Problem details
Among the entries below, find every line that contains the string "case", then copy it.

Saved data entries
/---
PR #265, opened 2023-09-11
[yugabyte/yugabyte-db#12751] Added support for multi node fail over connection

Sumukh-Phalgaonkar:
## Problem
Currently, the Debezium Connector for YugabyteDB takes in a `database.hostname` which is the IP of a node where the connector performs a one time operation to validate the user authentication.

This can create a problem as the current setup leads to a hard dependency on the provided node i.e. in case the connector restarts and the DB node crashes at that time then the connector will not be able to validate the connection and as a result of this, it will not proceed forward and fail at the validation step itself.

## Solution
With this PR `database.hostname` config can now take in a comma separated addresses (ex `ip1:port1,ip2:port2, ip3:port3`) of multiple DB nodes. In case a node isn't available at the time of validation, the connector tries to connect to the next node. 
The earlier way of specifying a single IP of a node is also supported.

### DIFF
--- a/src/main/java/io/debezium/connector/yugabytedb/YugabyteDBStreamingChangeEventSource.java
+++ b/src/main/java/io/debezium/connector/yugabytedb/YugabyteDBStreamingChangeEventSource.java
@@ -222,14 +222,16 @@ public class YugabyteDBStreamingChangeEventSource implements
             }
         }
 
-        short retryCountForBootstrapping = 0;
+        short maxBootstrapRetries = 25;
         for (Pair<String, String> entry : tabletPairList) {
             // entry is a Pair<tableId, tabletId>
             boolean shouldRetry = true;
-            while (retryCountForBootstrapping <= connectorConfig.maxConnectorRetries() && shouldRetry) {
+            short retryCountForBootstrapping = 0;
+            while (retryCountForBootstrapping <= maxBootstrapRetries && shouldRetry) {
                 try {
                     if (!tabletsWithoutBootstrap.contains(entry.getValue())) {
-                        bootstrapTablet(this.syncClient.openTableByUUID(entry.getKey()), entry.getValue());
+                        YBTable table = this.syncClient.openTableByUUID(entry.getKey());
+                        bootstrapTablet(table, entry.getValue());
                     } else {
                         LOGGER.info("Skipping bootstrap for table {} tablet {} as it has a checkpoint", entry.getKey(), entry.getValue());
                     }
@@ -242,14 +244,14 @@ public class YugabyteDBStreamingChangeEventSource implements
                     // The connector should go for a retry if any exception is thrown
                     shouldRetry = true;
 
-                    if (retryCountForBootstrapping > connectorConfig.maxConnectorRetries()) {
-                        LOGGER.error("Failed to bootstrap the tablet {} after {} retries", entry.getValue(), connectorConfig.maxConnectorRetries());
+                    if (retryCountForBootstrapping > maxBootstrapRetries) {
+                        LOGGER.error("Failed to bootstrap the tablet {} after {} retries", entry.getValue(), maxBootstrapRetries);
                         throw e;
                     }
 
                     // If there are retries left, perform them after the specified delay.
                     LOGGER.warn("Error while trying to bootstrap tablet {}; will attempt retry {} of {} after {} milli-seconds. Exception message: {}",
-                            entry.getValue(), retryCountForBootstrapping, connectorConfig.maxConnectorRetries(), connectorConfig.connectorRetryDelayMs(), e.getMessage());
+                            entry.getValue(), retryCountForBootstrapping, maxBootstrapRetries, connectorConfig.connectorRetryDelayMs(), e.getMessage());
 
                     try {
                         final Metronome retryMetronome = Metronome.parker(Duration.ofMillis(connectorConfig.connectorRetryDelayMs()), Clock.SYSTEM);
--- a/src/main/java/io/debezium/connector/yugabytedb/YugabyteDBStreamingChangeEventSource.java
+++ b/src/main/java/io/debezium/connector/yugabytedb/YugabyteDBStreamingChangeEventSource.java
@@ -222,6 +222,10 @@ public class YugabyteDBStreamingChangeEventSource implements
             }
         }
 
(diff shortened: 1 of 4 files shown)


src/main/java/io/debezium/connector/yugabytedb/connection/YugabyteDBConnection.java
```diff
@@ -138,7 +171,12 @@ static JdbcConfiguration addDefaultSettings(JdbcConfiguration configuration, Str
      * @return a {@code String} where the variables in {@code urlPattern} are replaced with values from the configuration
      */
     public String connectionString() {
-        return connectionString(URL_PATTERN);
+        String hostName = config.getHostname();
+        if(hostName.contains(":")){
```
suranjan, line 175: correct formatting

suranjan (changes requested):

src/main/java/io/debezium/connector/yugabytedb/YugabyteDBStreamingChangeEventSource.java
```diff
@@ -222,14 +222,16 @@ protected void bootstrapTabletWithRetry(List<Pair<String,String>> tabletPairList
             }
         }
 
-        short retryCountForBootstrapping = 0;
+        int maxBootstrapRetries = connectorConfig.maxConnectorRetries() * 5;
```
suranjan, line 225: Put some comment on why are we doing this.

suranjan (changes requested):
Put also a negative test with wrong URL pattern and see what error we see.

src/main/java/io/debezium/connector/yugabytedb/connection/YugabyteDBConnection.java
```diff
@@ -61,15 +61,17 @@ public class YugabyteDBConnection extends JdbcConnection {
 
     private static Logger LOGGER = LoggerFactory.getLogger(YugabyteDBConnection.class);
 
-    private static final String URL_PATTERN = "jdbc:postgresql://${" + JdbcConfiguration.HOSTNAME + "}:${"
+    private static final String MULTI_HOST_URL_PATTERN = "jdbc:postgresql://${" + JdbcConfiguration.HOSTNAME + "}/${" + JdbcConfiguration.DATABASE + "}";
```
vaibhav-yb, line 64: I think we should be using our smart driver rather than the one from Postgres.

src/main/java/io/debezium/connector/yugabytedb/connection/YugabyteDBConnection.java
```diff
@@ -114,6 +134,19 @@ public YugabyteDBConnection(YugabyteDBConnectorConfig config,
         }
     }
 
+    public YugabyteDBConnection(YugabyteDBConnectorConfig config,
+                                YugabyteDBTypeRegistry yugabyteDBTypeRegistry, String connectionUsage) {
+        this(config,yugabyteDBTypeRegistry, connectionUsage, config.getJdbcConfig().getHostname().contains(":")
```
vaibhav-yb, line 139: For the code snippet which uses a conditional operator here to select which URL pattern to use, we can create some getter in `YugabyteDBConnectorConfig` itself, for example:
```java
public <connectionFactoryType> getConnectionFactory() {
return getHostname().contains(":")
                        ? JdbcConnection.patternBasedFactory(MULTI_HOST_URL_PATTERN,
                            org.postgresql.Driver.class.getName(),
                            YugabyteDBConnection.class.getClassLoader(),
                            JdbcConfiguration.PORT.withDefault(PORT.defaultValueAsString()))
                        : JdbcConnection.patternBasedFactory(SINGLE_HOST_URL_PATTERN,
                                org.postgresql.Driver.class.getName(),
                                YugabyteDBConnection.class.getClassLoader(), JdbcConfiguration.PORT
                                        .withDefault(PORT.defaultValueAsString()))
}
```

And then replace all the instances of this conditional operator with `config.getConnectionFactory()`

vaibhav-yb (changes requested):

Sumukh-Phalgaonkar:
> Put also a negative test with wrong URL pattern and see what error we see.

@suranjan I didn't get this. We don't let the user directly decide the URL pattern to use. If the `hostname` contains just the IP then the older URL pattern will be used. If it contains both IP and port then newer one will be used. The user can only specify the value of `hostname` and appropriate URL pattern will be used.

If the user specifies wrong address for `hostname` then an error saying ```PSQL connection refused to <address> Check that the hostname and port are correct and that the postmaster is accepting TCP/IP connections.``` is thrown.

src/main/java/io/debezium/connector/yugabytedb/connection/YugabyteDBConnection.java
Sumukh-Phalgaonkar: IIRC we had decided to drop smart driver because it needed a lot of changes to be made. @suranjan  should we use smart driver or can we continue with postgres one?

suranjan (approved):

suranjan:
> > Put also a negative test with wrong URL pattern and see what error we see.
> 
> @suranjan I didn't get this. We don't let the user directly decide the URL pattern to use. If the `hostname` contains just the IP then the older URL pattern will be used. If it contains both IP and port then newer one will be used. The user can only specify the value of `hostname` and appropriate URL pattern will be used.
> 
> If the user specifies wrong address for `hostname` then an error saying `PSQL connection refused to <address> Check that the hostname and port are correct and that the postmaster is accepting TCP/IP connections.` is thrown.

This is fine. Did we also check with string:string:string kind of URL?

Sumukh-Phalgaonkar:
> > > Put also a negative test with wrong URL pattern and see what error we see.
> > 
> > 
> > @suranjan I didn't get this. We don't let the user directly decide the URL pattern to use. If the `hostname` contains just the IP then the older URL pattern will be used. If it contains both IP and port then newer one will be used. The user can only specify the value of `hostname` and appropriate URL pattern will be used.
> > If the user specifies wrong address for `hostname` then an error saying `PSQL connection refused to <address> Check that the hostname and port are correct and that the postmaster is accepting TCP/IP connections.` is thrown.
> 
> This is fine. Did we also check with string:string:string kind of URL?

Yes it gives PSQLException saying connection attempt failed

vaibhav-yb (approved):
\---
Finished exercise
This can create a problem as the current setup leads to a hard dependency on the provided node i.e. in case the connector restarts and the DB node crashes at that time then the connector will not be able to validate the connection and as a result of this, it will not proceed forward and fail at the validation step itself.
With this PR `database.hostname` config can now take in a comma separated addresses (ex `ip1:port1,ip2:port2, ip3:port3`) of multiple DB nodes. In case a node isn't available at the time of validation, the connector tries to connect to the next node. 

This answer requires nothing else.